[Data for processing]
PR #226, opened 2026-08-30
compressor: bound DecompressSink output chunk size per algorithm [PGSQL-1193]

alexanderakimov-spec:
DecompressSink previously ran each algorithm's decompressor in a single unbounded call per write(), so a single compressed chunk could produce an arbitrarily large decompressed output in one shot. Split the decompression logic into per-algorithm sink classes (snappy/lzma/zstd) that cap output at OUTPUT_CHUNK_SIZE and slice snappy input at SNAPPY_INPUT_SLICE_SIZE, writing through _write_to_next_sink incrementally instead of decompressing the whole input in one call.

[PGSQL-1193]

### DIFF
--- a/rohmu/compressor.py
+++ b/rohmu/compressor.py
@@ -5,10 +5,11 @@
 from .errors import InvalidConfigurationError
 from .filewrap import Sink, Stream
 from .snappyfile import SnappyFile
-from .typing import BinaryData, Compressor, Decompressor, FileLike, HasRead, HasWrite
+from .typing import BinaryData, Compressor, FileLike, HasRead, HasWrite, SinkDecompressor
 from .zstdfile import open as zstd_open
 from typing import cast, IO
 
+import io
 import lzma
 
 try:
@@ -20,6 +21,10 @@ try:
     import zstandard as zstd
 except ImportError:
     zstd = None  # type: ignore
+
+
+OUTPUT_CHUNK_SIZE = 128 * 1024
+SNAPPY_INPUT_SLICE_SIZE = 256 * 1024
 
 
 def CompressionFile(dst_fp: FileLike, algorithm: str, level: int = 0, threads: int = 0) -> FileLike:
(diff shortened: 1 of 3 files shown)


egor-voynov-aiven (changes requested):
This abstraction is used in create_sink_pipeline. We need to make sure that the entire pipeline created by this function can operate in streaming mode.

Put together a simple script that decompresses and decrypts a highly compressible file (50–100 MB compressed, 1–2 GB uncompressed), and run it through create_sink_pipeline with the Memray memory profiler.

alexanderakimov-spec:
[memray-flamegraph-restore.html](https://github.com/user-attachments/files/31650009/memray-flamegraph-restore.html)
[memray-flamegraph-restore-FIXED.html](https://github.com/user-attachments/files/31650016/memray-flamegraph-restore-FIXED.html)
[restore_table_GOOGLE.html](https://github.com/user-attachments/files/31650018/restore_table_GOOGLE.html)
[restore_table_GOOGLE_FI
[Uploading fix_validation_report.md…]()
XED.html](https://github.com/user-attachments/files/31650019/restore_table_GOOGLE_FIXED.html)
Here is the collected reports from the memray and a summary, based on the reports

rohmu/compressor.py
```diff
@@ -78,25 +83,97 @@ def DecompressionFile(src_fp: FileLike, algorithm: str) -> FileLike:
     return src_fp
 
 
+class SnappySinkDecompressor(Sink):
```
egor-voynov-aiven: Why do the *SinkDecompressor classes inherit from Sink?

Sink declares a public write method, which, judging by the structure, is supposed to be used. However, it’s not used here and is not implemented correctly.

rohmu/compressor.py
```diff
@@ -78,25 +83,97 @@ def DecompressionFile(src_fp: FileLike, algorithm: str) -> FileLike:
...
+        io.RawIOBase.__init__(self)
+
+    def write(self, data: BinaryData) -> int:  # type: ignore[override]
+        return Sink.write(self, data)
+
+    def writable(self) -> bool:
+        return True
+
+
+class ZstdSinkDecompressor:
```
egor-voynov-aiven, line 136: Here you don't inherit from Sink, but naming same as for  LzmaSinkDecompressor and SnappySinkDecompressor. That is really confusing

rohmu/compressor.py
```diff
@@ -78,25 +83,97 @@ def DecompressionFile(src_fp: FileLike, algorithm: str) -> FileLike:
...
+            if output:
+                self._write_to_next_sink(output)
+
+            if self._decompressor.needs_input or self._decompressor.eof:
+                return
+
+            output = self._decompressor.decompress(
+                b"",
+                max_length=OUTPUT_CHUNK_SIZE,
+            )
```
egor-voynov-aiven, line 121: This part a bit confusing - why do we use while loop here?
We should definitely add explanation comment here

egor-voynov-aiven (changes requested):

rohmu/compressor.py
alexanderakimov-spec: We cannot inherit the Sink here -> we will introduce the cyclic referencing at stream_write(...). The helping class ZstdOutputSink was introduced because of this. The naming 'Sink' in the class name is because the decompressor is forwarding the output to the provided "Sink" directly, with no extra duplication

rohmu/compressor.py
alexanderakimov-spec: Yes, the need for the loop is that the input chunk (brought from the network) and the decompressor's output chunk are different by their sizes and we need to process the input chunk fully. I'll add the comment.

rohmu/compressor.py
alexanderakimov-spec: Because of the private method "_write_to_next_sink". Yes: we can call it, but this practice is not welcomed.

egor-voynov-aiven: But you haven't implemented Sink interface. If you need `_write_to_next_sink` it's not necessary to inherit from Sink

alexanderakimov-spec: Yes, it's only the matter of the public/private access: class Sink declares only the 'write' method as a public one. The '_write_to_next_sink' is not and callers are not expecting to use such methods directly (but could: Python makes the methods with `_` prefix  technically accessible)

egor-voynov-aiven: Just don't use Sink class for this. You inherited them from Sink, but it's actually not a Sink-like object

alexanderakimov-spec: Ok, I'll switch to direct usage of the `_write_to_next_sink`

egor-voynov-aiven (approved):
🚀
[/Data for processing]
What is required: Copy every line of the data that carries the word "through".

The completed task:
DecompressSink previously ran each algorithm's decompressor in a single unbounded call per write(), so a single compressed chunk could produce an arbitrarily large decompressed output in one shot. Split the decompression logic into per-algorithm sink classes (snappy/lzma/zstd) that cap output at OUTPUT_CHUNK_SIZE and slice snappy input at SNAPPY_INPUT_SLICE_SIZE, writing through _write_to_next_sink incrementally instead of decompressing the whole input in one call.
Put together a simple script that decompresses and decrypts a highly compressible file (50–100 MB compressed, 1–2 GB uncompressed), and run it through create_sink_pipeline with the Memray memory profiler.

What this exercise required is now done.